From: 3blue1brown

Backpropagation is an algorithm used by neural networks to learn by determining how to adjust weights and biases to minimize a cost function [00:00:04]. The core task involves computing the negative gradient of this cost function to efficiently decrease cost [00:01:26].

The Challenge of Full Gradient Descent

In principle, the way weights and biases are adjusted for a single gradient descent step should depend on every single training example [00:03:21]. A true gradient descent step would involve calculating how every one of tens of thousands of training examples wishes to nudge the weights and biases, and then averaging those desired changes [00:10:00].

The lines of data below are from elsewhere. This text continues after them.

PR #3195, opened 2015-07-24
Bug fix: Model#save should pass numberAffected as 0 when nothing changed

burtonjc:
Currently, calling `Model#save` on an unchanged document results in `numberAffected` in the callback being set to the document itself. According to the docs, `numberAffected` should always be `0` or `1` (never a document):
> ... `numberAffected` which will be 1 when the document was found and updated in the database, otherwise 0.

In mongoose v3.x this used to work as expected, it was only after upgrading to v4 that we noticed this.

### DIFF
--- a/lib/model.js
+++ b/lib/model.js
@@ -161,7 +161,7 @@ Model.prototype.$__handleSave = function $__handleSave(options) {
         });
       } else {
         _this.$__reset();
-        resolve(_this);
+        resolve();
         return;
       }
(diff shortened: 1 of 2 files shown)


vkarpov15:
Thanks!

burtonjc:
@vkarpov15 I was fixing merge conflicts for this PR and somehow closed it, sorry about that. Reopening.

However, in practice, it takes computers an extremely long time to sum up the influence of every training example for each gradient descent step [00:09:33]. This computational slowness necessitates a more efficient approach [00:11:04].

Introduction to Stochastic Gradient Descent (SGD)

To address the computational inefficiency, a commonly adopted technique is Stochastic Gradient Descent (SGD) [00:10:31].

The Mini-Batch Technique

Instead of using all training data for each step, the training data is first randomly shuffled [00:09:45]. Then, it is divided into multiple mini-batches, for instance, each containing 100 training examples [00:09:48]. Each step of the learning process is then computed based on a single mini-batch [00:09:52].

Benefits and Characteristics of SGD

  • Approximation: A step computed using a mini-batch is not the actual gradient of the total cost function, as the true gradient depends on all training data [00:09:56]. Therefore, it is not the most efficient step downhill [00:10:03].
  • Computational Speedup: Despite being an approximation, each mini-batch provides a “pretty good” approximation of the gradient and, more importantly, offers a significant computational speedup [00:10:05].
  • Trajectory: If the network’s trajectory on the cost surface were plotted, SGD would resemble a “drunk man stumbling aimlessly down a hill but taking quick steps” [00:10:17]. This contrasts with the “carefully calculating man determining the exact downhill direction” of full gradient descent, who takes very slow and careful steps [00:10:21].

By repeatedly iterating through all mini-batches and making these adjustments, the network will converge towards a local minimum of the cost function [00:11:14], enabling it to perform effectively on training examples [00:11:21].